_Exercise:_
Set down the material exactly as given, please, from its first line through the line that includes "To handle this".

_The records:_
PR #2573, opened 2025-02-14
Update package.json version to match latest release

nathanhleung:

We vendor the code of the Blockscout frontend on our side without storing the `.git` folder or any commit/tag data, so it's helpful to know what version the frontend is without that

### Proposed Changes

Sets `version` in `package.json` to match the version of the latest release on the releases page

https://github.com/blockscout/frontend/releases

Assuming this field has never really been used before since it's always been 1.0.0?

### DIFF
--- a/package.json
+++ b/package.json
@@ -1,6 +1,6 @@
 {
   "name": "blockscout-frontend",
-  "version": "1.0.0",
+  "version": "1.37.6",
   "private": false,
   "homepage": "https://github.com/blockscout/frontend#readme",
   "engines": {


isstuev:
we don't serve blockscout as an npm package, we use GitHub releases and tags for versioning, so version in package.json is redundant

nathanhleung:
> we don't serve blockscout as an npm package, we use GitHub releases and tags for versioning, so version in package.json is redundant

Understood. Is there any way to determine the currently running version of the blockscout frontend if we didn't end up storing any Git tags in our deployment?

We have a very very old version of the frontend up on one of our older chains but don't know what version it is so not sure whether we'll break anything by upgrading

PR #2636, opened 2025-03-13
fix: correctly handle token.decimals when value is 0

### LINKED ISSUE #2635: TokenSelectItem: Incorrect fallback to 18 for token.decimals when value is 0
### Description

Title:
TokenSelectItem: Incorrect fallback to 18 for token.decimals when value is 0

Description:
In ui/address/tokenSelect/TokenSelectItem.tsx (around line 23), the code uses:

const tokenDecimals = Number(data.token.decimals) || 18;

Since 0 is falsy in JavaScript, if data.token.decimals is 0 (which is a valid value for some tokens), the expression incorrectly falls back to the default value 18. This results in erroneous calculations for tokens that actually have 0 decimals.

Proposed Fix:
To handle this case correctly, you can modify the code to only apply the default value when data.token.decimals is null or undefined, like so:

const tokenDecimals = data.token.decimals != null ? Number(data.token.decimals) : 18;

This change will ensure that if data.token.decimals is 0, it will be correctly used in the calculations.

Additional Context:
	•	File: ui/address/tokenSelect/TokenSelectItem.tsx
	•	Version: Blockscout Frontend v1.38.1
	•	Issue: Dropdown calculations are based on the wrong token decimals value when token.decimals is 0.

### Link to the page

https://explorer.oasys.games/address/0xCE1527F5650763b386921Dc6aF924Cd30E99b731?tab=tokens

### Steps to reproduce

1. Go to 'Address details'
2. see Token dropdown
3. see Asset Table Quantity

_Worked solution:_
PR #2573, opened 2025-02-14
Update package.json version to match latest release

nathanhleung:

We vendor the code of the Blockscout frontend on our side without storing the `.git` folder or any commit/tag data, so it's helpful to know what version the frontend is without that

### Proposed Changes

Sets `version` in `package.json` to match the version of the latest release on the releases page

https://github.com/blockscout/frontend/releases

Assuming this field has never really been used before since it's always been 1.0.0?

### DIFF
--- a/package.json
+++ b/package.json
@@ -1,6 +1,6 @@
 {
   "name": "blockscout-frontend",
-  "version": "1.0.0",
+  "version": "1.37.6",
   "private": false,
   "homepage": "https://github.com/blockscout/frontend#readme",
   "engines": {


isstuev:
we don't serve blockscout as an npm package, we use GitHub releases and tags for versioning, so version in package.json is redundant

nathanhleung:
> we don't serve blockscout as an npm package, we use GitHub releases and tags for versioning, so version in package.json is redundant

Understood. Is there any way to determine the currently running version of the blockscout frontend if we didn't end up storing any Git tags in our deployment?

We have a very very old version of the frontend up on one of our older chains but don't know what version it is so not sure whether we'll break anything by upgrading

PR #2636, opened 2025-03-13
fix: correctly handle token.decimals when value is 0

### LINKED ISSUE #2635: TokenSelectItem: Incorrect fallback to 18 for token.decimals when value is 0
### Description

Title:
TokenSelectItem: Incorrect fallback to 18 for token.decimals when value is 0

Description:
In ui/address/tokenSelect/TokenSelectItem.tsx (around line 23), the code uses:

const tokenDecimals = Number(data.token.decimals) || 18;

Since 0 is falsy in JavaScript, if data.token.decimals is 0 (which is a valid value for some tokens), the expression incorrectly falls back to the default value 18. This results in erroneous calculations for tokens that actually have 0 decimals.

Proposed Fix:
To handle this case correctly, you can modify the code to only apply the default value when data.token.decimals is null or undefined, like so:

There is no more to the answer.